*** Provided data ***

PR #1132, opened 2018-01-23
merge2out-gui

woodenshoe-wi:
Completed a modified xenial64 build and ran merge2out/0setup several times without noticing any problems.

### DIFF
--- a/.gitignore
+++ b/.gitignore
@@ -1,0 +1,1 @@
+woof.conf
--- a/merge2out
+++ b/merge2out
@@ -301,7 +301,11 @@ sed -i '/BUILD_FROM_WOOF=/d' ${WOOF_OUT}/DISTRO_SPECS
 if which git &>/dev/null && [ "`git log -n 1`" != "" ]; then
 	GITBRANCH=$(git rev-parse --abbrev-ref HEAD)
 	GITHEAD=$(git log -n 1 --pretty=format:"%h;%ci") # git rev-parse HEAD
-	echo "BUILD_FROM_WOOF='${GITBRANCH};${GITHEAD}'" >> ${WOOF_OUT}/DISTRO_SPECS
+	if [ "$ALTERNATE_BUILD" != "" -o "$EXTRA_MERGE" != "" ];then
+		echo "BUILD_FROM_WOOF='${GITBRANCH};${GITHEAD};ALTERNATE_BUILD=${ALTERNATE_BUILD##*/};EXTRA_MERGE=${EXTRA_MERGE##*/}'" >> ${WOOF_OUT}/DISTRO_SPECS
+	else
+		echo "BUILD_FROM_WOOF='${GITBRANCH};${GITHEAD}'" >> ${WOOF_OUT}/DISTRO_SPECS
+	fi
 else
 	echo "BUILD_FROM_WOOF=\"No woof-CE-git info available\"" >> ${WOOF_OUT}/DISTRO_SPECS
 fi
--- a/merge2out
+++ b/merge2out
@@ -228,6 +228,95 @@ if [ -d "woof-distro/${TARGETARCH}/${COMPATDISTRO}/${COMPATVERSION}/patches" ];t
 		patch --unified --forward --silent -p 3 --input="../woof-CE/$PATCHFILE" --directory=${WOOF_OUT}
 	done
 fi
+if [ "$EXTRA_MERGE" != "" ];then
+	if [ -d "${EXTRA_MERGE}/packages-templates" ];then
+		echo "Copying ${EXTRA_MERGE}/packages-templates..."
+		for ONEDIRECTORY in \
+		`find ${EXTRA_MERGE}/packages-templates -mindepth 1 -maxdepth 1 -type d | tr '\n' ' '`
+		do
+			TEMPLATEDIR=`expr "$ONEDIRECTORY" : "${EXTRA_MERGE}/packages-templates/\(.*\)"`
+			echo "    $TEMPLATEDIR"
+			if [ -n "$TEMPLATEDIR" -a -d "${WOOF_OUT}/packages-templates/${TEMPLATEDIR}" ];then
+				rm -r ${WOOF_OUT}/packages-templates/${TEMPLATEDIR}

*** End of Provided data ***

Problem description>
Copy the records above exactly as they appear.

Task response>
PR #1132, opened 2018-01-23
merge2out-gui

woodenshoe-wi:
Completed a modified xenial64 build and ran merge2out/0setup several times without noticing any problems.

### DIFF
--- a/.gitignore
+++ b/.gitignore
@@ -1,0 +1,1 @@
+woof.conf
--- a/merge2out
+++ b/merge2out
@@ -301,7 +301,11 @@ sed -i '/BUILD_FROM_WOOF=/d' ${WOOF_OUT}/DISTRO_SPECS
 if which git &>/dev/null && [ "`git log -n 1`" != "" ]; then
 	GITBRANCH=$(git rev-parse --abbrev-ref HEAD)
 	GITHEAD=$(git log -n 1 --pretty=format:"%h;%ci") # git rev-parse HEAD
-	echo "BUILD_FROM_WOOF='${GITBRANCH};${GITHEAD}'" >> ${WOOF_OUT}/DISTRO_SPECS
+	if [ "$ALTERNATE_BUILD" != "" -o "$EXTRA_MERGE" != "" ];then
+		echo "BUILD_FROM_WOOF='${GITBRANCH};${GITHEAD};ALTERNATE_BUILD=${ALTERNATE_BUILD##*/};EXTRA_MERGE=${EXTRA_MERGE##*/}'" >> ${WOOF_OUT}/DISTRO_SPECS
+	else
+		echo "BUILD_FROM_WOOF='${GITBRANCH};${GITHEAD}'" >> ${WOOF_OUT}/DISTRO_SPECS
+	fi
 else
 	echo "BUILD_FROM_WOOF=\"No woof-CE-git info available\"" >> ${WOOF_OUT}/DISTRO_SPECS
 fi
--- a/merge2out
+++ b/merge2out
@@ -228,6 +228,95 @@ if [ -d "woof-distro/${TARGETARCH}/${COMPATDISTRO}/${COMPATVERSION}/patches" ];t
 		patch --unified --forward --silent -p 3 --input="../woof-CE/$PATCHFILE" --directory=${WOOF_OUT}
 	done
 fi
+if [ "$EXTRA_MERGE" != "" ];then
+	if [ -d "${EXTRA_MERGE}/packages-templates" ];then
+		echo "Copying ${EXTRA_MERGE}/packages-templates..."
+		for ONEDIRECTORY in \
+		`find ${EXTRA_MERGE}/packages-templates -mindepth 1 -maxdepth 1 -type d | tr '\n' ' '`
+		do
+			TEMPLATEDIR=`expr "$ONEDIRECTORY" : "${EXTRA_MERGE}/packages-templates/\(.*\)"`
+			echo "    $TEMPLATEDIR"
+			if [ -n "$TEMPLATEDIR" -a -d "${WOOF_OUT}/packages-templates/${TEMPLATEDIR}" ];then
+				rm -r ${WOOF_OUT}/packages-templates/${TEMPLATEDIR}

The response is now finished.